We considered the problem of inferring the causal direction from the joint distribution of two univariate or multivariate random variables X and Y consisting of single-, or mixed-type data. We point out weaknesses of known causal indicators and propose the normalized causal indicator for mixed-type data and data with highly unbalanced domains. Further, we propose a practical two-part MDL encoding based on classification and regression trees to instantiate the absolute and normalized causal indicators and provide Crack, a fast greedy heuristic to efficiently approximate the optimal MDL score.

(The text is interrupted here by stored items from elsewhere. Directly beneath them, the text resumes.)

PR #578, opened 2017-11-14
Use mapbox for geocoder

### LINKED ISSUE #570: Cache geocoder results
I just needed to set this up for a different project that hit the Google geocode API limit.
We don't make super heavy use of maps but maybe it's interesting to some to try it out?
I followed this guide https://github.com/codeforamerica/ohana-api/wiki/Customizing-the-geocoding-configuration but it's very Heroku specific (other project runs on Heroku) but maybe we can get it to run on Uberspace as well.

vsmart:
Closes #570 

todo:
* [x] switch geocoder provider to mapbox
* [x] fix geocoder tests and test fixtures
* [x] add a way to store the api key securely and privately

to deploy: 
* [ ] share mapbox access with folks
* [ ] merge
* [ ] put key on server 
* [ ] git push production

### DIFF
--- a/.gitignore
+++ b/.gitignore
@@ -19,3 +19,4 @@ pickle-email-*.html
 .project
 .DS_Store
 config/secrets.yml
+.auth
--- a/.gitignore
+++ b/.gitignore
@@ -19,4 +19,3 @@ pickle-email-*.html
 .project
 .DS_Store
 config/secrets.yml
-.auth
--- a/Gemfile.lock
+++ b/Gemfile.lock
@@ -122,7 +122,7 @@ GEM
     friendly_id (5.2.3)
       activerecord (>= 4.0.0)
     fssm (0.2.10)
-    geocoder (1.4.5)
+    geocoder (1.4.6)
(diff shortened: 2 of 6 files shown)


app/models/group.rb
```diff
@@ -46,7 +46,7 @@ class Group < ActiveRecord::Base
   validates :country, presence: true
 
   mount_uploader :picture, PictureUploader
-  geocoded_by :location
+  geocoded_by :location, :lookup => :mapbox
```
til: I know we are super inconsistent throughout our codebase with this, but let me nevertheless suggest to use the new Ruby hash syntax, at least for newly added code, ie `lookup: :mapbox`

.gitignore
```diff
@@ -19,3 +19,4 @@ pickle-email-*.html
 .project
 .DS_Store
 config/secrets.yml
+.auth
```
vsmart: this should be removed

sareg0:
@vsmart I haven't done the part about sharing mapbox access with the people. Is that something you were planning on doing?

PR #579, opened 2017-11-21
Don't allow http connections during specs

vsmart:
This disables http connections when running specs to ensure tests are run against the fixtures, not the live apis. Our tests shouldn't depend on the reachability of the apis to work. 

Verified that it works by disabling wifi. Tests in master fail with 'could not connect to geocoding api', tests in this branch work.


til:
👏 👏 👏

PR #586, opened 2017-12-12
Tweak some general styles

lislis:
Mostly things that differ from the original design 
screen shot 2017-12-11 at 18 51 41
screen shot 2017-12-11 at 18 51 56


lislis:
screen shot 2017-12-13 at 04 22 23
screen shot 2017-12-13 at 04 22 41
screen shot 2017-12-13 at 04 23 13

app/views/posts/show.html.haml
```diff
@@ -1,18 +1,18 @@
...
+  .action-buttons
+    - if current_person.admin?
+      = link_to 'Edit post', edit_post_path(@post), class: 'btn btn-teal'
+      = link_to 'Delete post', @post, method: :delete, data: {confirm: 'Are you sure?'}, class: 'btn btn-pink'
+
   %header
     - if current_person.admin? && @post.draft?
       %p.post-draft
         It's a draft!
-    %h2.post-title
```
sareg0: I'm not a super huge fan of using the `h2` class for an `h1`... I wonder if there is a way we could make it better. If this is a more wide ranging issue of typographic inconsistencies I'm happy to tackle it in a PR by itself. wdyt?

lislis: True, it's not the nicest class name. The problem is that a lot of the headline styles are applied directly to the h2 element and I was just lazy and made a class name that reflects those styles. 
If you want to tackle the typographic aspects and clean them up a bit please do :D 💃

lislis:
I updated and rebased. I think it's good to go

sareg0:
I am happy with these changes. I am going to merge them

Issue #645, opened 2018-06-18
500 error when trying to access nonexistent blog page


lislis:
```[RORGANIZE ERROR](2 times) posts#index (RangeError) "invalid page: -4097"```

There is another (automated) attempt to hack our site via this

PragTob:
:scream: 

you sure it's hacking and not ust crawling?

lislis:
hmm, yah. The exact get request url was
``` https://rorganize.it/posts?page=-4097%20UNION%20ALL%20SELECT%20CONCAT%280x7178707671%2C0x5455657865556e4957557a6e4141454a6f4e6b765558515359556d465872726d447442495645694e%2C0x71706b7671%29%23```

PragTob:
oh yeah that's definitely trying SQL injection. Good catch.

sareg0:
whee!! I wanna do eeet! #security

sareg0:
We have merged a PR to solve this, so closing the issue up. Thanks for reporting @lislis

PR #649, opened 2018-07-10
[645] add 500 error when trying to access nonexistent blog page

sareg0:
Yes, https://github.com/rubycorns/rorganize.it/issues/645

not that i can think of, but let me know

Is this a good way to do solve this problem?

You could run the query in the issue (with the SQL injection attempt) to see if you get a bad request error (instead of us getting an exception email)

### DIFF
--- a/app/controllers/posts_controller.rb
+++ b/app/controllers/posts_controller.rb
@@ -10,6 +10,8 @@ class PostsController < ApplicationController
     @published_posts = Post.published_descending_order
     page = (params[:page] || 1).to_i
     @published_posts = @published_posts.paginate(page: page, per_page: 5)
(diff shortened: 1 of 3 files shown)


app/controllers/posts_controller.rb
```diff
@@ -10,6 +10,8 @@ def index
     @published_posts = Post.published_descending_order
     page = (params[:page] || 1).to_i
     @published_posts = @published_posts.paginate(page: page, per_page: 5)
+  rescue RangeError
+    bad_request
```
PragTob: I think 404 not found might be a better answer :)

sareg0:
awesome thanks @PragTob!!

PR #653, opened 2018-08-14
adds helper to trim whitespace from params in key controllers

### LINKED ISSUE #629: Phantom link in alphabetical people overview
There is a link in the alphabetical list that links to .. nothing! (`#`)
Should be investigated

This is how the phantom link looks like when hovered

screenshot-2018-4-17 rorganize it find a rails girls study group

sareg0:
Yes, closes #629 

Not too much

We would like feedback on if this is the correct way to do things

Creating and updating a person
Creating and updating a group


app/controllers/people_controller.rb
```diff
@@ -22,6 +23,10 @@ def show
   def edit
   end
 
+  def create
```
vsmart: this method can be removed ♻️

app/controllers/groups_controller.rb
```diff
@@ -113,4 +114,8 @@ def group_params
       :searching_students,
       :searching_location)
   end
+
+  def trim_whitespace
```
vsmart: maybe rename to `trim_params`

app/controllers/application_controller.rb
```diff
@@ -51,5 +51,8 @@ def bad_request
     render file: Rails.root.join('public/400.html'), status: 400
   end
 
+  def trim_params(params)
+    params.each_value {|val| val.strip!}
```
sareg0: The test failure is happening because the file upload can't be trimmed... I thought maybe using the respond_to method from Ruby might help

https://ruby-doc.org/core-2.5.1/Object.html#method-i-respond_to-3F

We could check if it responds to the method ''strip" and trim if it does

sareg0:
@PragTob could we trouble you for a review. Also, anyone else who wants to take a look 💯 ❤️

lislis:
I have a question, if you define `trim_params` in the application controller, shouldn't it be available in the other controllers as well because that's the base class?

sareg0:
Good question, we had a bit of trouble using it in the class that inherits the ApplicationController. It didn't seem to happen automatically. We weren't sure what we were doing wrong at the time. So we went with calling super since we say some examples online. But, this didn't seem correct, so if we should try again we totally can.

lislis:
ah, I think it's because RegistrationController doesn't inherit from ApplicationController.
Maybe putting it in a module would make sense?

sareg0:
ohh... okay, good point. Will try this out.

app/models/concerns/params_helper.rb
```diff
@@ -0,0 +1,7 @@
+module ParamsHelper
+  extend ActiveSupport::Concern
```
PragTob: I think we don't need this

Issue #642, opened 2018-05-29
Make all style files use one format: SASS or SCSS


sareg0:
@lislis made a PR to update some SASS-y SCSS-y files, and we realized we have a mix of the two syntaxes. It would be nice to have one syntax. It's a bit simpler to remember how to write things.

So, please, a show of hands if you have a preference or if you think there is one that is better to choose based on science 👨‍🔬 👩‍🔬 🔬 🔍

sareg0:
I vote for SCSS cause it's the most familiar to people who have been working only with CSS

sareg0:
whee! I think we did those, so I will close it

PR #655, opened 2018-08-21
changes all sass files to be scss

sareg0:
#642 

nothing really, just that it's neat and looks good

nah.

test the person page, a random selection of places that uses the util classes and the maps styles. woohoo!!


lislis:
shipping it!
uh yeah

Issue #667, opened 2018-12-03
My groups tabs should only show when user is logged in


lislis:
I just deployed the `My Groups` feature and noticed the tab also shows up when I'm not logged in.
Clicking it results in a 503, which is correct but not so nice to look at.

We should only show the tab when the user is logged in.

lislis:
@Seunadex since you worked on the original feature, would you like to work on this as well?

Seunadex:
@lislis Yes i will

Seunadex:
it's ready [668](https://github.com/rubycorns/rorganize.it/pull/668)  @lislis

lislis:
Thank you very much! It's online already!

PR #668, opened 2018-12-06
Show my groups tab only when authenticated

Seunadex:
[667](https://github.com/rubycorns/rorganize.it/issues/667)

The group's tab


lislis:
Perfect! Thank you!

Issue #647, opened 2018-07-10
Flash message element 'hides' the others underneath


sareg0:
It looks like the element we fill with the flash message is getting in the way of us clicking navigation elements (after an flash has been rendered). Below is a screenshot outlining where the element sits and what navigation items it obscures after updating an address:

<img width="1000" alt="screen shot 2018-07-10 at 19 45 20" src="https://user-images.githubusercontent.com/1307818/42528404-9e481c18-847b-11e8-85ec-5cbb31b9acd4.png">

It's invisible so you can't see it, but the DOM can ;) 
Let me know if you want more details

Seunadex:
@sareg0 This is a [fix](https://github.com/rubycorns/rorganize.it/pull/669)

lislis:
Done in #669 
Thank you @Seunadex

PR #669, opened 2018-12-10
Remove flash message from DOM

Seunadex:
[647](https://github.com/rubycorns/rorganize.it/issues/647)

Nil


lislis:
Awesome thank you!

Issue #650, opened 2018-07-14
[feature] Group admin should have rights to delete their group


vsmart:
## To reproduce

* Created a new group
* You'll be group admin
* Could not delete the group (or I couldn't find the button?)

Seunadex:
@vsmart  [PR-670](https://github.com/rubycorns/rorganize.it/pull/670)

lislis:
Thanks @Seunadex  for building this!
Done and closing!

PR #670, opened 2018-12-10
Group admin can delete their group

Seunadex:
[650](https://github.com/rubycorns/rorganize.it/issues/650)
delete

Visit a group page as a group admin


app/views/groups/_delete.html.haml
```diff
@@ -0,0 +1,3 @@
+- if current_person && current_person.member_of?(@group)
```
lislis: I think this should be `current_person.admin_member_of?`?

lislis:
yaaaay

PR #672, opened 2019-01-08
Upgrade to rails 5.2. [wip]

vsmart:
#### Is this solving an issue already in our backlog? If so, please mention which one

closes #646 

#### Please outline the areas that should be tested, if there are any:

* [ ] Test locally that the app runs 
* [ ] Tests should pass

Issue #646, opened 2018-07-10
upgrade to rails 5.2


lislis:

sareg0:
I am volunteering myself #productivicorn

lislis:
coming in #680

lislis:
needs to be fixed, too #619

sareg0:
@lislis does #619 need to be solved before your PR can be ready?

lislis:
Yes indeed!

vsmart:
We're running on rails 5.2.3 now.

PR #673, opened 2019-02-19
Upgrade to Rails 5.2

vsmart:

#646 

#672


Gemfile
```diff
@@ -14,7 +14,7 @@ gem "pry"
 gem "rubocop"
 
 group :development do
-  gem 'sqlite3'
+  gem 'sqlite3', '1.3.13'
```
vsmart: This should fix the issue i was seeing - "Gem::LoadError: Specified 'sqlite3' for database adapter, but the gem is not loaded" see  https://github.com/rails/rails/issues/35161 for reference 
cc @lislis

lislis: good point, but can you change it to 
```gem 'sqlite3', '~> 1.3.13'``` ?

Comment (vsmart) [reply Gemfile]: done in https://github.com/rubycorns/rorganize.it/pull/673/commits/71fda07c89aaec7d6ca598db0fe7c9b97c9a939b

File: config/environments/production.rb [hunk 2]
```diff
@@ -14,9 +14,14 @@
   config.consider_all_requests_local       = false
   config.action_controller.perform_caching = true
 
+  # Attempt to read encrypted secrets from `config/secrets.yml.enc`.
+  # Requires an encryption key in `ENV["RAILS_MASTER_KEY"]` or
+  # `config/secrets.yml.key`.
+  config.read_encrypted_secrets = true
```
vsmart: change to false, we're not using this yet

config/environments/production.rb
```diff
@@ -61,24 +66,8 @@
   # Set this to true and configure the email server for immediate delivery to raise delivery errors.
   # config.action_mailer.raise_delivery_errors = false
 
-  config.action_mailer.default_url_options = {
```
lislis: I think we still need this to send emails in production

config/puma.rb
```diff
@@ -0,0 +1,56 @@
+# Puma can serve each request in a thread from an internal thread pool.
```
lislis: We use Thin instead of Puma, we can delete this file

lislis:
clap

PR #674, opened 2019-03-05
Update rails from 5.1.0 to 5.1.6 to update all the gems

vsmart:

No issue - but will fix Travis build currently failing on master.


lislis:
excite!

PR #680, opened 2019-08-20
rails 5.2.3

lislis:
#646 

I don't think so?

nope

I ran it locally and it did not complain!


vsmart:
slothlove

PR #624, opened 2024-01-18
Move AI summarization button to the calls transcription post. Use the generated transcription.

crspeller:
#### Summary

Moves the AI summarization button to the to the call transcription post. 

image

When used the button will now use the WebVTT generated transcript "attached" to that post.

As before, the versions of the calls and AI plugin must both support this for the button to show up.

### DIFF
--- a/server/bot_api.go
+++ b/server/bot_api.go
@@ -347,7 +347,7 @@ func (p *Plugin) handleBotPostTranscriptions(w http.ResponseWriter, r *http.Requ
 	}
 	transcriptionPost.AddProp("call_post_id", info.PostID)
 	transcriptionPost.AddProp("transcription_id", info.JobID)
-	transcriptionPost.AddProp("web_vtt_file_id", info.Transcriptions[0].FileIDs[0])
+	transcriptionPost.AddProp("captions", info.Transcriptions.ToClientCaptions())
 	trPost, appErr := p.API.CreatePost(transcriptionPost)
 	if appErr != nil {
 		res.Err = "failed to create post: " + appErr.Error()
--- a/server/bot_api.go
+++ b/server/bot_api.go
@@ -341,12 +341,13 @@ func (p *Plugin) handleBotPostTranscriptions(w http.ResponseWriter, r *http.Requ
 		UserId:    p.getBotID(),
 		ChannelId: callID,
 		Message:   postMsg,
-		Type:      "custom_calls_transcription",
+		Type:      callTranscriptionType,
 		RootId:    threadID,
 		FileIds:   []string{info.Transcriptions[0].FileIDs[1]},
 	}
 	transcriptionPost.AddProp("call_post_id", info.PostID)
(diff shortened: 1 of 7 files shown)


webapp/src/components/custom_post_types/post_type_transcription.tsx
```diff
@@ -0,0 +1,79 @@
...
+
+export const PostTypeTranscription = (props: Props) => {
+    const aiAvailable = useAIAvailable();
+    const callsPostButtonClicked = useCallsPostButtonClicked();
+
+    const createMeetingSummary = () => {
+        callsPostButtonClicked?.(props.post);
+    };
+
+    const msg = props.post.message;
```
crspeller, line 64: Did this directly to preserve the titling behavior from the server. This should probably be translated like the other one though.

server/bot_api.go
```diff
@@ -341,12 +341,13 @@ func (p *Plugin) handleBotPostTranscriptions(w http.ResponseWriter, r *http.Requ
...
 		ChannelId: callID,
 		Message:   postMsg,
-		Type:      "custom_calls_transcription",
+		Type:      callTranscriptionType,
 		RootId:    threadID,
 		FileIds:   []string{info.Transcriptions[0].FileIDs[1]},
 	}
 	transcriptionPost.AddProp("call_post_id", info.PostID)
 	transcriptionPost.AddProp("transcription_id", info.JobID)
+	transcriptionPost.AddProp("web_vtt_file_id", info.Transcriptions[0].FileIDs[0])
```
crspeller, line 350: Added because it was easier than hunting it down with the other props. 0/5 if there is a another preferred way.

streamer45: Is there a fundamental difference in whether we feed to the model the VTT captions file vs the text format? Data should be pretty much the same. Is the former easier to deal with prompting wise perhaps?

crspeller: I have some code that parses the VTT from whisper and formats it better for the LLM. I didn't want to have to parse the custom text format to replicate.

streamer45: Fair enough. In that case would you mind adding the whole `captions` prop instead, same as we do for the recording post?

crspeller: @streamer45 Done. I guess the plan with that prop is to support captions in multiple languages?

streamer45: Thanks. And yes eventually we could be doing automated translations so I kept it open to that. For now it will be just one, in whatever language was detected while transcribing.

streamer45 (approved):
Looks good! :tada:

cpoile (approved):
Nice!

streamer45:
@crspeller Looks like the custom transcription post component may have broken an [e2e test expectation](https://mattermost-cypress-report.s3.us-east-1.amazonaws.com/calls-pw/2024_01_19__22_04_30/index.html#?testId=8e65504a01e80415eb14-d0028768af8c05fea30a). Could you have a look?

In the experiments, we evaluate the advantages of our proposed causal indicators and give advice on when to use them. On real world benchmark data, we are on par with the state of the art for univariate continuous data and beat the state of the art on multivariate data with a wide margin. For future work, we aim to investigate the application of Crack for the discovery of causal networks as well as its application to biological networks.